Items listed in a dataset
________________
PR #1470, opened 2021-06-25
Structure of the wave propagator

mndiaye24:
In this PR we propose a new structure for the wave solver in GEOSX.

image

### DIFF
--- a/src/coreComponents/physicsSolvers/wavePropagation/AcousticWaveEquationSEM.cpp
+++ b/src/coreComponents/physicsSolvers/wavePropagation/AcousticWaveEquationSEM.cpp
@@ -18,6 +18,7 @@
  */
 
 #include "AcousticWaveEquationSEM.hpp"
+#include "AcousticWaveEquationSEMKernel.hpp"
 
 #include "dataRepository/KeyNames.hpp"
 #include "finiteElement/FiniteElementDiscretization.hpp"
@@ -580,7 +581,22 @@ real64 AcousticWaveEquationSEM::explicitStep( real64 const & time_n,
 
   arrayView1d< real64 > const rhs = nodeManager.getExtrinsicData< extrinsicMeshData::ForcingRHS >();
 
-  forTargetRegionsComplete( mesh, [&]( localIndex const,
+
+  
+  auto kernelFactory = AcousticWaveEquationSEMKernels::ExplicitAcousticSEMFactory( dt );
+
+  finiteElement::
+    regionBasedKernelApplication< parallelDevicePolicy< 32 >,
+                                  constitutive::NullModel,
+                                  CellElementSubRegion >( mesh,
+                                                          targetRegionNames(),
+                                                          getDiscretizationName(),
+                                                          arrayView1d< string const >(),
+                                                          kernelFactory );
+
+  
+  
+  /*forTargetRegionsComplete( mesh, [&]( localIndex const,
                                        localIndex const,
                                        ElementRegionBase & elemRegion )
   {
@@ -632,7 +648,8 @@ real64 AcousticWaveEquationSEM::explicitStep( real64 const & time_n,
       } );
     } );
   } );
-
+  */
+  
   addSourceToRightHandSide( time_n, rhs );
 
   /// Calculate your time integrators
--- a/src/coreComponents/physicsSolvers/wavePropagation/AcousticWaveEquationSEM.cpp
+++ b/src/coreComponents/physicsSolvers/wavePropagation/AcousticWaveEquationSEM.cpp
@@ -32,14 +32,9 @@ using namespace dataRepository;
 
 AcousticWaveEquationSEM::AcousticWaveEquationSEM( const std::string & name,
                                                   Group * const parent ):
-  SolverBase( name,
-              parent )
+  WaveSolverBase( name,
+		  parent )
 {
-
-  registerWrapper( viewKeyStruct::sourceCoordinatesString(), &m_sourceCoordinates ).
-    setInputFlag( InputFlags::REQUIRED ).
-    setSizedFromParent( 0 ).
-    setDescription( "Coordinates (x,y,z) of the sources" );
 
   registerWrapper( viewKeyStruct::sourceNodeIdsString(), &m_sourceNodeIds ).
     setInputFlag( InputFlags::FALSE ).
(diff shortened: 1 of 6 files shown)


src/coreComponents/mesh/CellBlock.hpp
```diff
@@ -145,6 +145,20 @@ class CellBlock : public ElementSubRegionBase
                      localIndex_array & nodeIndices ) const;
 
 
+  /**
```
corbett5, line 148: This shouldn't be a member. It should ideally be a free function or a member of the finite element/geometry space or something like that. Either way we should absolutely not be capturing a `CellBlock` on device.

Same goes for the `getFaceNodes` above, but you didn't add those.

corbett5: Also since this is templated on the `ELEM_TYPE`, `nodeIndices` could be statically sized. For example for a `ElementType::Hexahedron`, `nodeIndices` could be `localIndex[ 6 ][ 4 ]`. Also you're assuming that they user has properly resized `nodeIndices` prior to this call since no checking is done to make sure it is the correct size.

src/coreComponents/mesh/utilities/ComputationalGeometry.hpp
```diff
@@ -361,18 +361,18 @@ int sign( T const val )
...
 {
-  localIndex const numFaces = faceNodeIndicies.size( 0 );
+  localIndex const numFaces = faceNodeIndices.size( 0 );
   R1Tensor faceCenter, faceNormal;
   int prev_sign = 0;
 
   for( localIndex kf = 0; kf < numFaces; ++kf )
   {
-    Centroid_3DPolygon( faceNodeIndicies[kf], nodeCoordinates, faceCenter, faceNormal, areaTolerance );
+    centroid_3DPolygon( faceNodeIndices[kf], nodeCoordinates, faceCenter, faceNormal, areaTolerance );
```
corbett5, line 375: Nice fixes.

src/coreComponents/physicsSolvers/wavePropagation/AcousticWaveEquationSEM.cpp
```diff
@@ -163,6 +134,33 @@ void AcousticWaveEquationSEM::registerDataOnMesh( Group & meshBodies )
...
+
+  GEOSX_THROW_IF( m_receiverCoordinates.size( 1 ) != 3,
+                  "Invalid number of physical coordinates for the receivers",
+                  InputError );
+
+  localIndex const numNodesPerElem = 8;
+
+  localIndex const numSourcesGlobal = m_sourceCoordinates.size( 0 );
+  m_sourceNodeIds.resizeDimension< 0, 1 >( numSourcesGlobal, numNodesPerElem );
+  m_sourceConstants.resizeDimension< 0, 1 >( numSourcesGlobal, numNodesPerElem );
```
corbett5, line 152: These are 2D arrays right? In that case you can just do `m_sourceNodeIds.resize( numSourcesGlobal, numNodesPerElem )` and call it good.

src/coreComponents/physicsSolvers/wavePropagation/AcousticWaveEquationSEM.cpp
```diff
@@ -209,72 +207,33 @@ void AcousticWaveEquationSEM::precomputeSourceAndReceiverTerm( MeshLevel & mesh
 
         constexpr localIndex numNodesPerElem = FE_TYPE::numNodes;
         localIndex const numFacesPerElem = elementSubRegion.numFacesPerElement();
-        array1d< array1d< localIndex > > faceNodes( numFacesPerElem );
 
-        forAll< serialPolicy >( elementSubRegion.size(), [=, &elementSubRegion] ( localIndex const k )
+        // TODO remove
```
corbett5, line 211: This is going to be INCREDIBLY slow. I wouldn't commit this.

src/coreComponents/physicsSolvers/wavePropagation/AcousticWaveEquationSEMKernel.hpp
```diff
@@ -0,0 +1,500 @@
...
+                                        arrayView2d< localIndex const, cells::NODE_MAP_USD > const elemsToNodes,
+                                        arrayView2d< real64 const, nodes::REFERENCE_POSITION_USD > const X )
+  {
+    if( computationalGeometry::isPointInsidePolyhedron( X, faceNodeIndices, coords ) )
+    {
+      constexpr localIndex numNodesPerElem = FE_TYPE::numNodes;
+      real64 xLocal[numNodesPerElem][3];
+      for( localIndex a = 0; a < numNodesPerElem; ++a )
+      {
+        for( localIndex i = 0; i < 3; ++i )
```
corbett5, line 61: `LvArray::tensorOps::copy< 3 >( xLocal[ a ], X[ elemsToNodes( elementIndex, a ) ] )`

src/coreComponents/physicsSolvers/wavePropagation/AcousticWaveEquationSEMKernel.hpp
```diff
@@ -0,0 +1,500 @@
...
+          arrayView1d< localIndex > const sourceIsLocal,
+          arrayView2d< localIndex > const sourceNodeIds,
+          arrayView2d< real64 > const sourceConstants,
+          arrayView2d< real64 const > const receiverCoordinates,
+          arrayView1d< localIndex > const receiverIsLocal,
+          arrayView2d< localIndex > const receiverNodeIds,
+          arrayView2d< real64 > const receiverConstants )
+  {
+
+    forAll< EXEC_POLICY >( size, [=] GEOSX_HOST_DEVICE ( localIndex const k )
```
corbett5, line 129: Just so I understand, this is looping over every element, and then for each element it checks if each source/receiver is contained inside?

src/coreComponents/physicsSolvers/wavePropagation/AcousticWaveEquationSEMKernel.hpp
```diff
@@ -0,0 +1,500 @@
...
+            FE_TYPE::calcN( q, N );
+            real64 const detJ = m_finiteElement.template getGradN< FE_TYPE >( k, q, xLocal, gradN );
+
+            real64 invJ[3][3] = {{ 0 }};
+            FE_TYPE::invJacobianTransformation( q, xLocal, invJ );
+
+            for( localIndex a = 0; a < numNodesPerFace; ++a )
+            {
+              // compute ds = || detJ*invJ*normalFace_{kfe} ||
+              real64 tmp[3] = { 0 };
```
corbett5, line 296: You don't need three temporary variables here, just one.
________________
(Task requirements):
Among the entries above, locate the lines containing "regionBasedKernelApplication< parallelDevicePolicy< 32" and "arrayView1d< string const", and transcribe exactly those two lines and all lines between.

(Response box):
+    regionBasedKernelApplication< parallelDevicePolicy< 32 >,
+                                  constitutive::NullModel,
+                                  CellElementSubRegion >( mesh,
+                                                          targetRegionNames(),
+                                                          getDiscretizationName(),
+                                                          arrayView1d< string const >(),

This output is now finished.